### Your assignment
Work through the records below and copy every line that includes "message".

### Source data
PR #13194, opened 2022-09-20
Add official image for OpenSearch Dashboards

rishabh6788:
Signed-off-by: Rishabh Singh <sngri@amazon.com>

OpenSearch Dashboards is the default visualization tool for data in OpenSearch. It also serves as a user interface for many of the OpenSearch plugins, including security, alerting, Index State Management, SQL, and more.
To know more about OpenSearch Dashboards please read our [documentation](https://opensearch.org/docs/latest/dashboards/index/)

# Checklist for Review

-	[x] associated with or contacted upstream? We own the source https://github.com/opensearch-project/OpenSearch-Dashboards
-	[x] available under [an OSI-approved license](https://opensource.org/licenses)? [Apache License 2.0](https://opensource.org/licenses/Apache-2.0)
-	[x] does it fit into one of the common categories? ("service", "language stack", "base distribution") Service
-	[x] does a [documentation](https://github.com/docker-library/docs/blob/master/README.md) PR exist? https://github.com/docker-library/docs/pull/2197
-	[ ] ~~if `FROM scratch`, tarballs only exist in a single commit within the associated history?~~

### DIFF
--- a/library/opensearch-dashboards
+++ b/library/opensearch-dashboards
@@ -1,0 +1,11 @@
+Maintainers: OpenSearch Project Team <opensearch@amazon.com> (@opensearch-project),
+             Rishabh Singh <sngri@amazon.com> (@rishabh6788),
+             Peter Zhu <zhujiaxi@amazon.com> (@peterzhuamazon),
+             Prudhvi Godithi <pgodithi@amazon.com> (@prudhvigodithi)
+GitRepo: https://github.com/opensearch-project/dashboards-docker-images.git
+
+Tags: 2.3.0, 2.3, 2, latest
+Architectures: amd64, arm64v8
+GitCommit: c8f80771985daceb6dcbe9498790b2d848159786
+Directory: 2.x
+


bbarani:
Gentle ping @tianon @yosifkit

bbarani:
Friendly ping @tianon @yosifkit

bbarani:
Friendly ping @tianon @yosifkit

bbarani:
Can you please provide an update  @tianon @yosifkit

bbarani:
Friendly ping @tianon @yosifkit

yosifkit:
Hello! :sparkles:

tianon:
Thank you for your patience :bow:

I'd like to start with a bit of high-level feedback about Dashboards specifically, then I'll get into some more technical bits.

---

From what I've understood, Dashboards is _very_ closely tied to OpenSearch, right?  (even to the point of being pretty fairly version-locked?)  The reason I'm asking is that we do strive for each official image to be reasonably "generally useful", so I'm wondering if this should perhaps be tags of `opensearch` itself (`opensearch:dashboard`, for example), since opensearch _is_ pretty generally useful, but this is really somewhat more like optional functionality of that core product.

---

```diff
+FROM amazonlinux:2 AS linux_stage_0
```

The use of multi-stage here is a little bit dubious (https://github.com/docker-library/faq#multi-stage-builds), but I don't think that's necessarily a blocker.  If you want to keep it multi-stage, can you please include `Builder: buildkit` in either your "global" entry (where `Maintainers:` and `GitRepo:` are) or in your `Tags:` entry to help mitigate the associated build cache issues?  (We hope to turn that on for all builds eventually, but we're doing so cautiously to avoid potential breakage at a large scale.)

---

```diff
+ARG OSD_VERSION=2.3.0
```

Every time this changes (in _both_ instances of it :thinking:), it's going to cause a cache bust, so it should be moved down just before the layer/instruction which uses/requires/changes based on it (technically also true for the other `ARG`s, but I doubt they're going to change very often so I'm less concerned about them).

---

```diff
+    case "$(arch)" in \
+        aarch64) cur_arch='arm64' ;; \
+        x86_64)  cur_arch='x64' ;; \
+        *) echo >&2 ; echo >&2 "Unsupported architecture $(arch)" ; echo >&2 ; exit 1 ;; \
+    esac ; \
```

This is using kernel-based architecture detection, which won't work if you ever end up supporting 32bit architectures (so for those you'll want/need to do something more "clever" to do userspace detection -- for RPM-based distributions, https://github.com/docker-library/openjdk/blob/c54013c65130eb1c41268ab45a7a04e41b47c612/21/jdk/oraclelinux8/Dockerfile#L37 is the best I've currently come up with :sob:).  I doubt you're going to do that any time soon (if ever), but wanted to make sure you're aware.

---

```diff
+    curl --retry 10 -S -L --output $TEMP_DIR/opensearch-dashboards.tar.gz https://artifacts.opensearch.org/releases/bundle/opensearch-dashboards/$OSD_VERSION/opensearch-dashboards-$OSD_VERSION-linux-$cur_arch.tar.gz; \
+    curl --output $TEMP_DIR/opensearch-dashboards.pgp https://artifacts.opensearch.org/publickeys/opensearch.pgp; \
+    gpg --import $TEMP_DIR/opensearch-dashboards.pgp; \
```

As described a bit in https://github.com/docker-library/official-images#image-build, this PGP key's full fingerprint should be embedded/verified in the `Dockerfile` somehow.  That can be done via `gpg --import` + `gpg --export` with the full fingerprint, but IMO it's easier to pull from a keyserver, especially one like https://keys.openpgp.org/ which is both hyper reliable and provides some verification of the provenance of the key (in the form of email address verification).

Irrespective of which direction you choose to go, any and all invocations of `gpg` should include `--batch` (which puts `gpg` into their "API mode" vs "UX mode").

It would _also_ be ideal if you included a strong checksum (SHA256, etc) and verified that, since one verifies the artifact was published by the appropriate party and the other verifies that the artifact hasn't changed / was transferred successfully and correctly (but not strictly a blocker).

Additionally, every invocation of `curl` should include at _least_ the `-f`/`--fail` flag so that download failures propagate appropriately (without relying on side effects like PGP verification failing).

---

```diff
+# Update packages
...
+RUN yum update -y && ...
```

For official images, we generally recommend against updating libraries that are included in the respective base image. Since the item cannot be deleted from an earlier layer, the update can add extra size to the resulting image. In order to have the most up-to-date packages, official images instead rely on periodic base image updates. We then rebuild all dependent images.

`amazonlinux` images are fairly active ([PR history](https://github.com/docker-library/official-images/issues?q=label%3Alibrary%2Famazonlinux)) and so already include very up-to-date packages.

---

```diff
+# Label
+LABEL org.label-schema.schema-version="1.0" \
+  org.label-schema.name="opensearch-dashboards" \
+  org.label-schema.version="$OSD_VERSION" \
+  org.label-schema.url="https://opensearch.org" \
+  org.label-schema.vcs-url="https://github.com/opensearch-project/OpenSearch-Dashboards" \
+  org.label-schema.license="Apache-2.0" \
+  org.label-schema.vendor="Amazon"
```

> `label-schema` is deprecated; see https://github.com/label-schema/label-schema.org#readme -- some of those labels have analogs in the image-spec, some do not.

and:

---

```diff
+ENTRYPOINT ["./opensearch-dashboards-docker-entrypoint.sh"]
```

Using a relative path for this value is dangerous, as users changing `--workdir`/`-w` when they run the container will then cause it to fail (without a very compelling reason _or_ a very great error message).  I would suggest one of (in order of my own personal stylistic preference, but with no particular blocking reasons one way or another):

1. move it into `$OPENSEARCH_DASHBOARDS_HOME/bin` and drop the `./` (thus relying on `PATH`)
2. symlink into somewhere like `/usr/local/bin` (and drop the `./`, thus relying on `PATH`)
3. update `ENTRYPOINT` to use an absolute path

---

```diff
+#!/bin/bash
+
```

Not strictly _required_, but I would recommend including at least `set -e` here so that the script does not quietly continue running if any instruction in it fails.  This requires a bit more discipline while writing the script (things that might fail need to explicitly handle that failure via `if command-that-might-fail; then ...` or `if ! command-that-might-fail; then ...` or `command-that-might-fail-and-we-do-not-care || :`, etc), but it does increase robustness.  A related Bash-specific option that strengthens the protections offered by `set -e` is `set -o pipefail`.

I would also suggest `set -u` (and thus explicitly using things like `if [ -n "${CHECKING_VARIABLE_THAT_MIGHT_NOT_BE_SET:-}" ]; then variable-is-set-code; fi`), as it is extremely helpful for catching minor typos, but that one requires even more discipline, so is less strongly recommended.

---

```diff
+export OPENSEARCH_DASHBOARDS_HOME=/usr/share/opensearch-dashboards
```

This matches the value of the `ARG` set in the `Dockerfile` -- should that instead be `ENV` so that this script can just reference it directly?  (That's what I would recommend.)

---

```diff
+opensearch_dashboards_vars=(
```

This is a very long list to maintain by hand. :sweat_smile:  How often does it change?  Once you inevitably are maintaining more than one version at a time, will the lists diverge and increase your maintenance burden even further?  (Raising for visibility / as food for thought in case there are ways you can think of to help mitigate the maintenance cost on yourselves associated with this way of implementing this behavior.)

---

```diff
+function setupSecurityDashboardsPlugin {
+    SECURITY_DASHBOARDS_PLUGIN="securityDashboards"
+
+    if [ -d "$OPENSEARCH_DASHBOARDS_HOME/plugins/$SECURITY_DASHBOARDS_PLUGIN" ]; then
+        if [ "$DISABLE_SECURITY_DASHBOARDS_PLUGIN" = "true" ]; then
+            echo "Disabling OpenSearch Security Dashboards Plugin"
+            ./bin/opensearch-dashboards-plugin remove securityDashboards
+
+            # Remove all security related parameters as well as changing HTTPS to HTTP
+            # Temporary fix before security-dashboards plugin implement a parameter to disable the plugin entirely
+            # https://github.com/opensearch-project/security-dashboards-plugin/issues/896
+            UPDATED_CONFIG=`cat $OPENSEARCH_DASHBOARDS_HOME/config/opensearch_dashboards.yml | sed "/^opensearch_security/d" | sed "s/https/http/g"`
+            echo "$UPDATED_CONFIG" > $OPENSEARCH_DASHBOARDS_HOME/config/opensearch_dashboards.yml
+        fi
+    fi
+}
```

This is ... interesting (especially as the linked issue that describes why this was temporary is closed with a comment that sounds to me like it's a "wontfix").

I have a few thoughts on the specifics of the implementation here, but I'll keep them to myself for now because on a more general level I'm wondering whether you really want to have this logic at all? :grimacing:

---

```diff
+    for opensearch_dashboards_var in ${opensearch_dashboards_vars[*]}; do
+        # 'opensearch.hosts' -> 'OPENSEARCH_URL'
+        env_var=$(echo ${opensearch_dashboards_var^^} | tr . _)
```

Minor shell code improvements (if you have a proper Bash array, using `*` and re-parsing/argument separating it doesn't make a lot of sense and this `tr` can be pure-shell :sweat_smile:):

```bash
    for opensearch_dashboards_var in "${opensearch_dashboards_vars[@]}"; do
        # 'opensearch.hosts' -> 'OPENSEARCH_URL'
        env_var=${opensearch_dashboards_var^^}
        env_var=${env_var//./_}
```

---

```diff
+    # TO DO:
+    # Confirm with Mihir if this is necessary
```

:joy: maybe Mihir could chime in here? :innocent:

---

```diff
+++ b/opensearch-dashboards_latest/config/opensearch.example.org.cert
@@ -0,0 +1,20 @@
+-----BEGIN CERTIFICATE-----
...
+++ b/opensearch-dashboards_latest/config/opensearch.example.org.key
@@ -0,0 +1,28 @@
+-----BEGIN RSA PRIVATE KEY-----
```

It's a little bit weird to embed a certificate directly like this -- is this just an example?  Is it necessary for opensearch to run?  Used in the default (example?) configuration?  What's the rotation story for this credential?  How do we help make sure users don't end up running with this certificate as-is in production? :grimacing:

(Some example alternatives to this: explain to users how to create one easily in the error message when they're missing, generate fresh ones on startup with a warning, etc.)

---

```diff
+++ b/opensearch-dashboards_latest/config/opensearch_dashboards.yml
```

Does the official distribution of Dashboards (like if I downloaded a raw release straight off the website) not contain an example/default configuration?  If it does, how does that one differ from this one?  (Back to the maintainability discussion, do you really want to maintain/update over time a whole new copy of that upstream configuration/example?)

tianon:

yosifkit:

### Result of the exercise
Using a relative path for this value is dangerous, as users changing `--workdir`/`-w` when they run the container will then cause it to fail (without a very compelling reason _or_ a very great error message).  I would suggest one of (in order of my own personal stylistic preference, but with no particular blocking reasons one way or another):
(Some example alternatives to this: explain to users how to create one easily in the error message when they're missing, generate fresh ones on startup with a warning, etc.)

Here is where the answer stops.